Ein Sohn ist mir geblieben.
Es macht die Toten nicht lebendig,
wenn ich weine.“
Grundlos lächelt er. Auf seiner
Hand eine Tätowierung,
zwei gekreuzte Säbel.
„Man fragt Allah nicht: ,War -
um hast du das getan?‘ Ich muss
duldsam sein. Dann wird der
Prophet mich dafür belohnen
im Paradies.“
Mohammed Wazir, 35, den
Turban nach Art der Paschtunen
gebunden, sitzt im Garten einer
Herberge in Kabul und beantwortet
Fragen. Man sucht nach
Spuren der Verzweiflung in seinem
Gesicht. Man sucht die
Trauer in seinen klaren, dunklen
Augen, findet sie nicht. Drei
Männer begleiten ihn, quittieren
mit nickendem Kopf seine langsamen
Sätze. Sie alle wollen
morgen mit dem Flugzeug nach
Mekka aufbrechen, zur großen
Pilgerfahrt, der Hadsch, Pflicht
für jeden Muslim.
In der Nacht auf den 11. März 2012, einen
Sonntag, geht um etwa 2.30 Uhr ein
Mann durch die Dunkelheit auf das Haus
zu, in dem Wazir mit seiner Familie lebt.

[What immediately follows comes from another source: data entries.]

PR #475, opened 2020-11-25
feat: settable accumulator storage views

henryiii:
The view support has been refactored to allow setting with arrays on all storages, rather than just Weight() as implemented in #375. This also moves the code for supporting this directly to the view, simplifying the histogram and avoiding custom checks for storages. This uses the actual constructor from Boost.Histogram, so it avoids the internal Boost.Histogram data structure being required/exposed for Uproot 4 making TProfiles. Also fixed a bug with a missing `const` that kept the WeightedMean conversion from working for non-scalars (non-const cannot be vectorized).

Note that the histogram is now directly settable too, since it sends the request on to the view. This was manually patched in for Weight storage, but now it is properly implemented for all storages via the View.

Will be very useful in Uproot, as it has to set this when converting from ROOT.

Examples:

```python
h = bh.Histogram(bh.axis.Integer(0, 2), storage=bh.storage.Mean())
h[...] = [[3,2,1], [3,2,1]] # Sets count=3, value=2, variance=1 for both cells
h.view()[...] = [[3,2,1], [3,2,1]] # Also works on views

# Works with WeighedMean too:
# Assume w is a WeighedMean View
w[0] = [9, 1, 2, 3]
assert w.sum_of_weights[0] == 9
assert w[0].sum_of_weights_squared == 1
assert w.value[0] == 2
assert w[0].variance == 3
```

### DIFF
--- a/docs/CHANGELOG.md
+++ b/docs/CHANGELOG.md
@@ -1,5 +1,31 @@
 # What's new in boost-histogram
 
+# Version 0.12
+
+### Version 0.12.0 (WIP)
+
+Pressing forward to 1.0.
+
+
+#### User changes
+
+* You can now set all complex storages, either on a Histogram or a View with an (N+1)D array [#475][]
+
+#### Bug fixes
+
+* Fixed issue if final bin of Variable histogram was infinite by updating to Boost 1.75 [#470][]
+* NumPy arrays can be used for weights in `bh.numpy` [#472][]
+
+#### Developer changes
+
+* Bumped to pybind11 2.6.1 [#470][]
+* Black formatting used in notebooks too [#470][]
+
+[#470]: https://github.com/scikit-hep/boost-histogram/pull/470
+[#472]: https://github.com/scikit-hep/boost-histogram/pull/472
+[#475]: https://github.com/scikit-hep/boost-histogram/pull/475
+
+
 ## Version 0.11
 
 ### Version 0.11.1
--- a/src/boost_histogram/_internal/hist.py
+++ b/src/boost_histogram/_internal/hist.py
@@ -708,26 +708,26 @@ class Histogram(object):
         value = np.asarray(value)
         view = self.view(flow=True)
 
-        # Shortcut: allow raw arrays for WeightedSum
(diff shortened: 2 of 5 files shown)


henryiii:
@jpivarski This is unlikely to land in time for Uproot4, so I'll make a PR today that manually sets the internal data structure of boost-histogram's WeightedMean, and then after the boost-histogram next release, I'll make a PR that bumps the minimum version required and drops the usage of the internal structure.

@HDembinski, I still need to add tests, but does this look reasonable? Basically, view[A, B, C] = array[A, B, C, N] where N is 2, 3, or 4 will set Weight, Mean, or WeightedMean respectively, using the constructor arguments (and histograms just use the view setter). If someone _really_ wants to set `_sum_of_weighted_deltas_squared`, they can still dig into the dtype and build it manually, just like we do when unpicking.

HDembinski:
I haven't looked into the implementation of to_boost() but just going by that name, I would expect it to provide a boost-histogram already.

henryiii:
Any boost-histogram subclass (like Hist) can be called as `hist.Hist(uproot_hist)` and it calls `self.__class__(uproot_hist.to_boost())`. (All boost-histogram subclasses already support casting in this way) We could instead make a hidden api, like `_boost_histogram_`, so that a library that supports conversion to a histogram doesn't have to add a public method.

HDembinski:
Ok, that makes sense.

HDembinski (commented):
I trust you on the implementation, looks good to me.

HDembinski:
The nitpick I have left is that the title suggests that this patch adds settable views, but it looks like it is doing way more than that.

henryiii:
It's doing two things - I really should pull it apart into two PRs. I'm in the HSF training hackathon until Friday, then I'll be focusing on getting these PRs updated (adding tests and such).

henryiii:
I pulled out the to_boost part, to make sure it gets a proper discussion and name if needed; so this is now just settable views (and histograms now can be set with Mean and WeightedMean storages too, since they now just defer to the view when setting with a N+1 storage of the right shape).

Das Haus steht in einem Dorf namens
Najiban, Provinz Kandahar, Afghanistan,
ewiger Krieg. Laut Anklage heißt der
Mann Robert Bales, er ist Angehöriger
der U.S. Army im Rang eines Staff Sergeant,
3. Stryker-Brigade, 2. Infanterie -
division, 39 Jahre alt. Im Haus schlafen
sechs von Wazirs Kindern, seine Frau, seine
Mutter, sein Bruder, dessen Gattin und
ein Neffe. Wazir ist nicht da. Er hat seinen
jüngsten Sohn mitgenommen, um Verwandte
zu besuchen.
„Warum hat der Mörder nicht auf
mich gewartet? Warum tötete er meine
Kinder und hat nicht auf mich gewartet?“
Was in seinem Gehöft und in zwei weiteren
Häusern in den Dörfern Najiban und
Alkozai am 11. März 2012 geschieht, weiß
bald darauf die ganze Welt. Die Tat erhält
einen Namen mit einem dunklen Klang,
das Massaker von Kandahar, und gilt
schon heute als das vielleicht gravierendste
Kriegsverbrechen des jüngsten Afghanistan-
Konflikts. Es gab Haditha im Irak,
es gab My Lai in Vietnam. Und es gibt die
16 Toten in den Dörfern um das US-Camp
Belambay, Distrikt Panjwai, Provinz Kandahar.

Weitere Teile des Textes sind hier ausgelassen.